**Assigned task**. Search the records below for the string "both", and report each line that contains it.

-*-*-

PR #1105, opened 2022-05-23
EWPP-2283: Integrate new ECL Page header component.

yenyasinn:
PR based on the branch with ECL 3.3.0.


behat.yml.dist
```diff
@@ -33,7 +33,7 @@ default:
               logo: "a.ecl-site-header-core__logo-link .ecl-site-header-core__logo-image, a.ecl-site-header-standardised__logo-link .ecl-site-header-standardised__logo-image"
               footer logo: "a.ecl-footer-core__logo-link .ecl-footer-core__logo-image-desktop, a.ecl-footer-standardised__logo-link .ecl-footer-standardised__logo-image-desktop"
               media container: ".ecl-media-container"
-              page header: ".ecl-page-header-core"
+              page header: ".ecl-page-header"
```
22Alexandra, line 36: On the `ec` component with `core` branding we have an additional class, so we should target the page header like this:
```suggestion
              page header: ".ecl-page-header, .ecl-page-header--negative"
```

behat.yml.dist
```diff
@@ -72,17 +72,14 @@ default:
         header with menu: ".ecl-site-header-core[data-ecl-has-menu], .ecl-site-header-standardised[data-ecl-has-menu]"
         language dialog: ".ecl-dialog"
         language switcher: ".ecl-language-list"
-        language page switcher: ".ecl-page-header-core .ecl-lang-select-page"
         navigation: ".ecl-menu"
         page: "body"
-        page header: ".ecl-page-header-core, .ecl-page-header-standardised"
+        page header: ".ecl-page-header"
```
22Alexandra, line 77: Same as above.

modules/oe_theme_helper/tests/src/Functional/PageHeaderBlockTest.php
```diff
@@ -66,20 +66,20 @@ public function testRendering(): void {
...
     $assert_session->elementsCount('css', '.ecl-page-header__intro', 0);
     $assert_session->elementsCount('css', '.ecl-meta--header .ecl-meta__item', 0);
 
     // Test another route.
     $this->drupalGet('/user/login');
-    $assert_session->elementsCount('css', '.ecl-page-header-core', 1);
-    $header = $this->getSession()->getPage()->find('css', '.ecl-page-header-core');
-    $this->assertEquals('Log in', trim($header->find('css', '.ecl-page-header-core__title')->getText()));
-    $assert_session->elementsCount('css', '.ecl-page-header-core__description', 0);
+    $assert_session->elementsCount('css', '.ecl-page-header', 1);
```
22Alexandra: The negative page header class should be present so please assert that.

package.json
```diff
@@ -23,6 +23,7 @@
     "@ecl/theme-eu": "3.3.0",
     "@ecl/twig-component-accordion": "3.3.0",
     "@ecl/twig-component-blockquote": "3.3.0",
+    "@ecl/twig-component-breadcrumb": "3.3.0",
```
22Alexandra: Do we need to add the new Breadcrumb component in this PR?

package.json
```diff
@@ -47,6 +48,7 @@
     "@ecl/twig-component-message": "3.3.0",
     "@ecl/twig-component-news-ticker": "3.3.0",
     "@ecl/twig-component-page-banner": "3.3.0",
+    "@ecl/twig-component-page-header": "3.3.0",
```
22Alexandra: Please remove the old components as we shouldn't use them anymore.

sass/style-ec.scss
```diff
@@ -4,11 +4,9 @@
 // TODO: The help form component is not available on ECL v3.
 //@use '@ecl/ec-component-form-help-block/ec-component-form-help-block';
 @use "./compositions/content_item";
-@use "./compositions/content_language_switcher";
```
22Alexandra, line 7: Why removing the language selector?

sass/style-eu.scss
```diff
@@ -7,13 +7,9 @@
 //@use '@ecl/eu-component-form-help-block/eu-component-form-help-block';
 @use '@ecl/theme-dev/maps/color';
 @use "./compositions/content_item";
-@use "./compositions/content_language_switcher" with (
-  $_core_color: map.get(theme.$color, 'blue-100'),
-);
```
22Alexandra, line 12: Why removing the language selector?

tests/src/Functional/ContentCallForProposalsRenderTest.php
```diff
@@ -75,7 +75,7 @@ public function testProposalRendering(): void {
     $this->drupalGet($node->toUrl());
 
     // Assert page header - metadata.
-    $page_header = $this->assertSession()->elementExists('css', '.ecl-page-header-core');
+    $page_header = $this->assertSession()->elementExists('css', '.ecl-page-header');
```
22Alexandra: Assert the negative class everywhere the core class should have been present.

22Alexandra (dismissed):

package.json
yenyasinn: Yes, we need - new page header component uses new breadcrumb component https://github.com/ec-europa/europa-component-library/blob/v3-dev/src/implementations/twig/components/page-header/page-header.html.twig

behat.yml.dist
yenyasinn: "page header" region is used to take the header. ".ecl-page-header-core, .ecl-page-header-standardised" means ".ecl-page-header-core" or ".ecl-page-header-standardised". Since we have the same class for both headers we don't need to separate them anymore.

behat.yml.dist
yenyasinn: It is a selector to find the header. 
In your example "".ecl-page-header, .ecl-page-header--negative" browser will always use ".ecl-page-header" since both headers have this selector. Second selector is redundant. 
The type of the header is tested in tests/src/Kernel/Patterns/PageHeaderRenderingTest.php.

package.json
yenyasinn: Good point

sass/style-ec.scss
yenyasinn: Styles from this files aren't used anymore. Please check https://github.com/openeuropa/oe_theme/pull/1105/files#diff-2ff0353a221baabf5fe9662567a9de59fc9b3304137bb5b219a0cbd7ef25fbf3.
Language switcher isn't included in the page header in ECL v.3

sass/style-eu.scss
yenyasinn: Styles from this files aren't used anymore. Please check https://github.com/openeuropa/oe_theme/pull/1105/files#diff-2ff0353a221baabf5fe9662567a9de59fc9b3304137bb5b219a0cbd7ef25fbf3.
Language switcher isn't included in the page header in ECL v.3

modules/oe_theme_helper/tests/src/Functional/PageHeaderBlockTest.php
yenyasinn: Ok

tests/src/Functional/ContentCallForProposalsRenderTest.php
yenyasinn: The type of the header is tested in tests/src/Kernel/Patterns/PageHeaderRenderingTest.php.
"Negative" class is also can be tested in page header related test `modules/oe_theme_helper/tests/src/Functional/PageHeaderBlockTest.php`.

In this test we just ensure that header exists. It doesn't matter for the page which exactly type of the header exists.

sass/style-ec.scss
yenyasinn: Alexandra insists that this file is required but I don't understand why. Could someone else check this point.

22Alexandra (approved):

nagyad (approved):

PR #1119, opened 2022-06-13
EPIC-EWPP-2022-External-links

22Alexandra:


modules/oe_theme_helper/src/ExternalLinks.php
```diff
@@ -0,0 +1,57 @@
...
+   *   The configuration factory.
+   */
+  public function __construct(ConfigFactoryInterface $config_factory) {
+    $this->configFactory = $config_factory;
+  }
+
+  /**
+   * {@inheritdoc}
+   */
+  public function isExternalLink($url): bool {
```
ademarco: We should cover this with a dedicated test, where we throw at it all sorts of different values, of different types, and check the output.

modules/oe_theme_helper/src/ExternalLinks.php
```diff
@@ -0,0 +1,57 @@
...
+    else {
+      $external = UrlHelper::isExternal($url);
+      $path = UrlHelper::parse($url)['path'];
+    }
+    if (!$external) {
+      return $external;
+    }
+
+    // If it's an external link, make sure its domain is not internal.
+    $internal_domain_expression = $this->configFactory->get('oe_theme_helper.internal_domains')->get('internal_domain');
```
ademarco: We can get the expression in the constructor, as we really don't need the config factory for anything else in this service.

Let's have a property called $internalDomainExpression, and we simply fill it in in the constructor.

ademarco (dismissed):

imanoleguskiza (approved):

nagyad (approved):

PR #1125, opened 2022-06-17
EWPP-2022: Provide test coverage for the external links service.

22Alexandra:


modules/oe_theme_helper/tests/src/Kernel/ExternalLinksTest.php
```diff
@@ -0,0 +1,37 @@
...
+ * Provides test coverage for the ExternalLinks service.
+ *
+ * @group batch1
+ */
+class ExternalLinksTest extends AbstractKernelTestBase {
+
+  /**
+   * Covers isExternalLink method.
+   */
+  public function testIsExternalLink(): void {
```
ademarco, line 20: Let's also add some tests asserting to `true`, if we don't do this we might as well have a method that always returns false, for any combinations of inputs.

ademarco (changes requested):

ademarco (approved):

nagyad (approved):

PR #1159, opened 2022-08-25
EWPP-2539: Fix hreflang attribute in file_translation and file_teaser patterns.

sergepavle:
### Description

[Insert description here]

### Change log

- Added:
- Changed:
- Deprecated:
- Removed:
- Fixed:
- Security:

### Commands

```sh
[Insert commands here]

```


22Alexandra (changes requested):
We should fix file_teaser pattern as well because now it still shows pt-pt:

file teaser

22Alexandra (dismissed):

22Alexandra (dismissed):

PR #1174, opened 2022-10-04
EWPP-2646: Fix publication thumbnail translation render.

nagyad:


sergepavle (approved):

sergepavle (dismissed):

tests/src/Functional/ContentPublicationRenderTest.php
```diff
@@ -496,4 +496,87 @@ public function testPublicationRendering(): void {
     $field_list_assert->assertPattern($details_expected_values, $content_items[0]->getHtml());
   }
 
+  /**
+   * Tests that the Publication thumbnail media renders the translated media.
+   */
+  public function testPublicationThumbnailMediaTranslation(): void {
+    // Make publication node and image media translatable.
+    \Drupal::service('content_translation.manager')->setEnabled('node', 'oe_publication', TRUE);
```
22Alexandra: The bundle is already translatable because this is done in the `setUp()` method.

tests/src/Functional/ContentPublicationRenderTest.php
```diff
@@ -496,4 +496,87 @@ public function testPublicationRendering(): void {
     $field_list_assert->assertPattern($details_expected_values, $content_items[0]->getHtml());
   }
 
+  /**
+   * Tests that the Publication thumbnail media renders the translated media.
+   */
+  public function testPublicationThumbnailMediaTranslation(): void {
```
22Alexandra, line 506: Why can't we test this in the previous test method? The title field is set to be translatable in the `setUp()` and then the translation of the node is being tested. We can just do all the configuration needed in the `setUp()` and then provide a `Thumbnail` for the publication node so we can test this scenario too.

22Alexandra (changes requested):

tests/src/Functional/ContentPublicationRenderTest.php
nagyad: Because that method is over 400 lines. I don't like shovelling everything under one test case. Here we test a specific scenario and this scenario is separate for event as well.

22Alexandra (dismissed):

sergepavle (dismissed):

22Alexandra (approved):

hernani (approved):

sergepavle (approved):

PR #1343, opened 2023-12-04
EWPP-3768: Add inverted styles for EC Footer links.

imanoleguskiza:
### Description

[Insert description here]

### Change log

- Added:
- Changed:
- Deprecated:
- Removed:
- Fixed:
- Security:

### Commands

```sh
[Insert commands here]

```


22Alexandra (changes requested):
We need to set `inverted: true` for the Accessibility link in `oe-corporate-blocks-ec-footer--standardised.html.twig` to avoid this:
ec standardised - accessibility link

22Alexandra (dismissed):

nagyad (approved):

22Alexandra (approved):

PR #1344, opened 2023-12-04
EWPP-3767: Update File teaser pattern.

22Alexandra:


imanoleguskiza (dismissed):

.env.dist
```diff
@@ -1 +1 @@
-ECL_BUILD_REF=v4-dev
+ECL_BUILD_REF=EWPP-3767
```
nagyad: We will have to change this to the epic branch before merge, right?

nagyad (dismissed):

.env.dist
22Alexandra: We'll use the v4-oe_theme branch from the fork.

imanoleguskiza (approved):

nagyad (approved):

PR #1357, opened 2023-12-15
EWPP-3826: Remove spaceless filter from long text fields.

nagyad:


templates/field/field--text-long.html.twig
```diff
@@ -6,18 +6,16 @@
...
-      label_display == 'visually_hidden' ? 'visually-hidden',
-    ]
-    %}
-    <div{{ title_attributes.addClass(title_classes) }}>{{ label }}</div>
-  {% endif %}
-  <div class="ecl">
-    {%- include 'field--bare.html.twig' -%}
-  </div>
-{% endapply %}
+{% if not label_hidden %}
```
donquixote:
```suggestion
{%- if not label_hidden -%}
```
Instead of the spaceless we can use the "-" in this and more places.
Not sure how many we need.
The purpose, from what I understand, is to remove whitespace caused by the template itself.

donquixote:
Also a test could be useful:
- Verify that spaces inside the content don't get removed.
- Verify that whitespace from the template is removed (if we care about that).

templates/field/field--text-long.html.twig
nagyad: Good point, thanks!

22Alexandra (approved):

imanoleguskiza (approved):

22Alexandra (approved):

imanoleguskiza (approved):

PR #1358, opened 2023-12-15
EWPP-3826: Remove spaceless filter

donquixote:
Remove spaceless filter, use "-" instead.

I don't know if all of the "-" are really needed. See what happens with or without.

### Description

[Insert description here]

### Change log

- Added:
- Changed:
- Deprecated:
- Removed:
- Fixed:
- Security:

### Commands

```sh
[Insert commands here]

```


donquixote:
oops, duplicate. #1357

-*-*-

**Exercise solution**.
yenyasinn: "page header" region is used to take the header. ".ecl-page-header-core, .ecl-page-header-standardised" means ".ecl-page-header-core" or ".ecl-page-header-standardised". Since we have the same class for both headers we don't need to separate them anymore.
In your example "".ecl-page-header, .ecl-page-header--negative" browser will always use ".ecl-page-header" since both headers have this selector. Second selector is redundant. 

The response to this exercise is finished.